BEGIN GIVEN INFORMATION

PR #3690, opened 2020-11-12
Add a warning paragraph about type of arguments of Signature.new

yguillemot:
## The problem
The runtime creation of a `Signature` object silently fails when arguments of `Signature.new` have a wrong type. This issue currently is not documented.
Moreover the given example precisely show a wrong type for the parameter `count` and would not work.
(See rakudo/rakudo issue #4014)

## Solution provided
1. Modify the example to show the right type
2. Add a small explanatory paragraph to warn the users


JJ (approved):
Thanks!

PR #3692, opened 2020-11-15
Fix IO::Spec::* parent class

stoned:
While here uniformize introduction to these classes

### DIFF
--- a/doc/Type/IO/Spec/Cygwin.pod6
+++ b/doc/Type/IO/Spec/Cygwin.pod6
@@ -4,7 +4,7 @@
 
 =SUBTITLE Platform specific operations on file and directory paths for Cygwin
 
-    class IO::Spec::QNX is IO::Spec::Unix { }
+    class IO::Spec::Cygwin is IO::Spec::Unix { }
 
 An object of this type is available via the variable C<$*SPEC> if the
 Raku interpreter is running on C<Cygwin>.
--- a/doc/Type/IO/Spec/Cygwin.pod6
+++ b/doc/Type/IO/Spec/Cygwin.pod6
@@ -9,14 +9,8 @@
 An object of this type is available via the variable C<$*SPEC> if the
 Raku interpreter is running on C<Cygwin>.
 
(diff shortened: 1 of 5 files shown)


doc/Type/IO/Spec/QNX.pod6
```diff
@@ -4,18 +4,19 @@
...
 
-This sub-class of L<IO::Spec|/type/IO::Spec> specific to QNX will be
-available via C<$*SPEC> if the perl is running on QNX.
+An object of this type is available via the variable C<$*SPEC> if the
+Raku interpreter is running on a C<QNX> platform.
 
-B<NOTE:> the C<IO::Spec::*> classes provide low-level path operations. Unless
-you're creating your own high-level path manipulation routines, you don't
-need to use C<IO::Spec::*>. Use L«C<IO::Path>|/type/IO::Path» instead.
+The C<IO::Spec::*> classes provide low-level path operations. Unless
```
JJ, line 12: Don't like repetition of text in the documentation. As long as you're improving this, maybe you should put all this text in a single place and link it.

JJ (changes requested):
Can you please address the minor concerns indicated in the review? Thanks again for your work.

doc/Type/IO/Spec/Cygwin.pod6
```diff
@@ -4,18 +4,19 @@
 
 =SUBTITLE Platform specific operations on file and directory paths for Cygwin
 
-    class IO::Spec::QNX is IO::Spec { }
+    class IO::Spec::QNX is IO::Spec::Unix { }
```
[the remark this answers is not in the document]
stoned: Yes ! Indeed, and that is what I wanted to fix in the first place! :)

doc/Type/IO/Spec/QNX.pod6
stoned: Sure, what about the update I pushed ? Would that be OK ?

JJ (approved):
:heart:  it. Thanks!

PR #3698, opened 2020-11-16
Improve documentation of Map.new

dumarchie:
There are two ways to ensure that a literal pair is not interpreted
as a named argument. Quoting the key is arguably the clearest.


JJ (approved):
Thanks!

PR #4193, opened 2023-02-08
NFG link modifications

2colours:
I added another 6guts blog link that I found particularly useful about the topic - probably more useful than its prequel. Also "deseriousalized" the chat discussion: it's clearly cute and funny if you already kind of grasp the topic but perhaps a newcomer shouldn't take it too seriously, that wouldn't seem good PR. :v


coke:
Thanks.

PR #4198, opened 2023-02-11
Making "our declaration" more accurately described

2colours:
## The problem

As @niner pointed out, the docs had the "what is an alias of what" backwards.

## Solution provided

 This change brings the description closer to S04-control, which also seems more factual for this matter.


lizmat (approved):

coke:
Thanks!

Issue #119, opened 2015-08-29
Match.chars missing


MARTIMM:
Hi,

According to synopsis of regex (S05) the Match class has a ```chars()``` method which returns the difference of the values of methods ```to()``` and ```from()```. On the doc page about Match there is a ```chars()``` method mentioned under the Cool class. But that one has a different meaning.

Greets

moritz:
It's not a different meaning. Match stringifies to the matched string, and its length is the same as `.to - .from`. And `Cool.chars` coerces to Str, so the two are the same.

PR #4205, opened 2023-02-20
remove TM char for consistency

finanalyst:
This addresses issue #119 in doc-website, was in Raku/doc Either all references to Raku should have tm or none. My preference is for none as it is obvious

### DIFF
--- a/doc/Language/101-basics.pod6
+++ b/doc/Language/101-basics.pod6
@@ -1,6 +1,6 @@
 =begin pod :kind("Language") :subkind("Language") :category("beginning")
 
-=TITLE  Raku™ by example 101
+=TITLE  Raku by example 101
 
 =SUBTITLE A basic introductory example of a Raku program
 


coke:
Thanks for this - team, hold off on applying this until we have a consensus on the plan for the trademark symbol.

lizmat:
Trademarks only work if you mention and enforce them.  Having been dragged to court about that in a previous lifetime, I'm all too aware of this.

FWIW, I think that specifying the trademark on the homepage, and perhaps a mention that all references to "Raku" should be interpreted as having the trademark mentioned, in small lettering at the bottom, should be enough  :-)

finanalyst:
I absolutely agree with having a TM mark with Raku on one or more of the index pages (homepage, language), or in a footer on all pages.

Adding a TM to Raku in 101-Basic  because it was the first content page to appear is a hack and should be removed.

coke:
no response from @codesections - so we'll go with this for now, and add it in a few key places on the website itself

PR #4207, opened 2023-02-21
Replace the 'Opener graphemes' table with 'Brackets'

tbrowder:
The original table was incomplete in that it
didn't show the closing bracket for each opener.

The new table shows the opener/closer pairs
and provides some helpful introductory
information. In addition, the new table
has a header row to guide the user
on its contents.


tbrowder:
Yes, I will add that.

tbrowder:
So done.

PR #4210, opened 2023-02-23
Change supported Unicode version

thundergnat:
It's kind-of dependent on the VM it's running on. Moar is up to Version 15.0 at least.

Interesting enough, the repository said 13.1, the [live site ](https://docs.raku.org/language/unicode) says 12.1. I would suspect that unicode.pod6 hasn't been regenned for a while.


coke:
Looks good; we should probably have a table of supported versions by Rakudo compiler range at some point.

END GIVEN INFORMATION
BEGIN GIVEN INFORMATION

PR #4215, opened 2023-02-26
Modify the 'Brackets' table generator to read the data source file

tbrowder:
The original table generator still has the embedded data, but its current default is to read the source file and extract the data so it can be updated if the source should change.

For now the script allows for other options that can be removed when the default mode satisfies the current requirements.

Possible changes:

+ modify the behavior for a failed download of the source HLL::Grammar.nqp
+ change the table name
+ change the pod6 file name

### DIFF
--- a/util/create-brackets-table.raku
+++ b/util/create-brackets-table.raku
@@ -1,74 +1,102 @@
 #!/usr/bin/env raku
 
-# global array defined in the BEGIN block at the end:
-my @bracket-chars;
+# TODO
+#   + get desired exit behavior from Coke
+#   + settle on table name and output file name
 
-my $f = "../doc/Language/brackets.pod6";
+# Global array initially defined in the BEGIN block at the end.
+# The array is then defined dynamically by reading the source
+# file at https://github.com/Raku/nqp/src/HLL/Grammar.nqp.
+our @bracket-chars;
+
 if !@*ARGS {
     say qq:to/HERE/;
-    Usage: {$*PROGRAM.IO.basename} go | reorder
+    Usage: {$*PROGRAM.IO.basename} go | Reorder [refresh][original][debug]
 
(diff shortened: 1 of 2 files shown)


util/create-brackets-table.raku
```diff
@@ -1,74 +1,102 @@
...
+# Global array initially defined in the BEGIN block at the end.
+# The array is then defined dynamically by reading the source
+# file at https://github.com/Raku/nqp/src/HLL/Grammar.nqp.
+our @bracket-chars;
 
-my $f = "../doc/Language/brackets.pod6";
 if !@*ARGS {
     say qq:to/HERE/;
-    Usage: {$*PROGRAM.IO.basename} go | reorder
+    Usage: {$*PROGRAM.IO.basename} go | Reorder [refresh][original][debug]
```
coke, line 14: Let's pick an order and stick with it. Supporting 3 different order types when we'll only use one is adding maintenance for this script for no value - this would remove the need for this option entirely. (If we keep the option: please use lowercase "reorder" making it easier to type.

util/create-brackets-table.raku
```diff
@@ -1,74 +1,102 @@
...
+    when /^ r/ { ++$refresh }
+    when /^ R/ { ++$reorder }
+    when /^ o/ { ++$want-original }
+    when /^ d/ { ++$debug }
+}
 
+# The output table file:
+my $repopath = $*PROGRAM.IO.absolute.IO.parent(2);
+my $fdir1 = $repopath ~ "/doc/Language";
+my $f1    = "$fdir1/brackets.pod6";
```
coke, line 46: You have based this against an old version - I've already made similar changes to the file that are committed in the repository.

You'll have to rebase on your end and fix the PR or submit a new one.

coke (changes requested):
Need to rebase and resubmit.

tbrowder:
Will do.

END GIVEN INFORMATION
BEGIN GIVEN INFORMATION

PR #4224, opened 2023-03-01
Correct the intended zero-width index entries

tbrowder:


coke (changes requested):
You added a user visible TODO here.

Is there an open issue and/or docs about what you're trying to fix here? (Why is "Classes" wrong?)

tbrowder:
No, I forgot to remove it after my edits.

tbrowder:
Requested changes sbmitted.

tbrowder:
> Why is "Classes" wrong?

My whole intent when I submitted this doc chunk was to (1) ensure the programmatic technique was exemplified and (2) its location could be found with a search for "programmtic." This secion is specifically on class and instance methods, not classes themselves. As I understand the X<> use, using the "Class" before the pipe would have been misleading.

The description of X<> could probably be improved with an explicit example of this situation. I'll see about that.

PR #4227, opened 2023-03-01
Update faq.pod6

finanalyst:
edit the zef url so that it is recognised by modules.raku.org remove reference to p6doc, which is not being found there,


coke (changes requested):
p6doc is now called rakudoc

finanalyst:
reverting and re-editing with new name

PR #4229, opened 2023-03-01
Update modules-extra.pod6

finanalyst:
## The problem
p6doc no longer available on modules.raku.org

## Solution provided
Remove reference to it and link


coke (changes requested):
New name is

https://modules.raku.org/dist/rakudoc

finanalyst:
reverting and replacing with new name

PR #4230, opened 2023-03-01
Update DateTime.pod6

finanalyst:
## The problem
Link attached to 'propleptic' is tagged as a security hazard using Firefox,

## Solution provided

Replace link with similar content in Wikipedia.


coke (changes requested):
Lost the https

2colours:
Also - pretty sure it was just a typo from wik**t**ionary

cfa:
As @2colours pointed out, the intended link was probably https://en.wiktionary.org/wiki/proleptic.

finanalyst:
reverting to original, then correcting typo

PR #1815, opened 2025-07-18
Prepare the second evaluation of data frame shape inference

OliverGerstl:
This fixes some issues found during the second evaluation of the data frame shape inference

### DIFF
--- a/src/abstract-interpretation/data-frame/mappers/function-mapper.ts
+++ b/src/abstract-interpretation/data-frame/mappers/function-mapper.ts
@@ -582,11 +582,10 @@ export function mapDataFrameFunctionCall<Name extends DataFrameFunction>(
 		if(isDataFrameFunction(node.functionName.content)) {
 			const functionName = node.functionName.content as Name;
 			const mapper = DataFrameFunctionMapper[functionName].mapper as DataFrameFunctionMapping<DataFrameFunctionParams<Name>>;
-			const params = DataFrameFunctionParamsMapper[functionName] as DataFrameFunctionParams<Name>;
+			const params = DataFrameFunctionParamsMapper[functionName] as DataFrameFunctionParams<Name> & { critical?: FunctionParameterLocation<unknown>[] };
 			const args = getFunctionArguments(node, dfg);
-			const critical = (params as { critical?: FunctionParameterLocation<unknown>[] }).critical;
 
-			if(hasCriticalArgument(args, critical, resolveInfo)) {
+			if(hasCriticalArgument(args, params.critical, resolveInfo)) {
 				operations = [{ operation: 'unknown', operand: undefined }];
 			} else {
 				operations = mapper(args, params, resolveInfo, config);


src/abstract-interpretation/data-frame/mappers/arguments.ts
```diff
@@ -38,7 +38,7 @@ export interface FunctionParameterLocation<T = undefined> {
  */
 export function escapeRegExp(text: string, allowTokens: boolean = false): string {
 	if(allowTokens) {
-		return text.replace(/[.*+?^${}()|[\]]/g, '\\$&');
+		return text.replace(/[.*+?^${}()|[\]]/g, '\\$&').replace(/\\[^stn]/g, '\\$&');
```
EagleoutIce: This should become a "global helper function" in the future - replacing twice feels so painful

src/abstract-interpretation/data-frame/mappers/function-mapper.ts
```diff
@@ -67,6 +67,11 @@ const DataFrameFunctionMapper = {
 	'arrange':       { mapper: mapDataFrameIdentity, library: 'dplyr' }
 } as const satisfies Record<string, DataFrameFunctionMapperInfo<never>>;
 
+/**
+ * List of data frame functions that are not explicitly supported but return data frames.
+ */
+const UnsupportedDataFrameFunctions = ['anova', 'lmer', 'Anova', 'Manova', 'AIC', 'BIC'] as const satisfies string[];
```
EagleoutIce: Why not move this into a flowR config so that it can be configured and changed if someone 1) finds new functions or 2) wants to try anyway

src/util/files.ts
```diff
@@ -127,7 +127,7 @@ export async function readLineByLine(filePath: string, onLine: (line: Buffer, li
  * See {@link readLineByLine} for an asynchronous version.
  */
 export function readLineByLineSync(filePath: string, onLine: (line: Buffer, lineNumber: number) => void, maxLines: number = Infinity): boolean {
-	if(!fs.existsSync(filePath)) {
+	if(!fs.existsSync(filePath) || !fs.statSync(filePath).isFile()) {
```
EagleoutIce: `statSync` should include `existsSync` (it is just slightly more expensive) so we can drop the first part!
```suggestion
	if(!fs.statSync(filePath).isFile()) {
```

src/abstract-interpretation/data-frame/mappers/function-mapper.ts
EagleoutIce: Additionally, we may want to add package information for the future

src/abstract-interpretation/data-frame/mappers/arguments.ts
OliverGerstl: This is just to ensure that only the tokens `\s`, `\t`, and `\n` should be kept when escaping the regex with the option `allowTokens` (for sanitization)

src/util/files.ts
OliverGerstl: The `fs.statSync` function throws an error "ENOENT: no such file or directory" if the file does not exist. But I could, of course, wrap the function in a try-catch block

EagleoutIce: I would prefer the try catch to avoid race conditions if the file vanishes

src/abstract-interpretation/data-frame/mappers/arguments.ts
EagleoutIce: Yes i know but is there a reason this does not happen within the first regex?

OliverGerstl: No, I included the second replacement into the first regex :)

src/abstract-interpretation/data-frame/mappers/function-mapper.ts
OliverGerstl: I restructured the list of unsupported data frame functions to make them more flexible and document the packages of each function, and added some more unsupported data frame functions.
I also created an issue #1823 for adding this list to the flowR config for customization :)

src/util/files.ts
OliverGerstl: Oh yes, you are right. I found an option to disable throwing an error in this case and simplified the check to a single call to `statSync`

END GIVEN INFORMATION

- _WHAT YOU HAVE TO DO_
Among the entries above, identify all lines with "object" and copy them.

- _RESULT_
The runtime creation of a `Signature` object silently fails when arguments of `Signature.new` have a wrong type. This issue currently is not documented.
 An object of this type is available via the variable C<$*SPEC> if the
 An object of this type is available via the variable C<$*SPEC> if the
+An object of this type is available via the variable C<$*SPEC> if the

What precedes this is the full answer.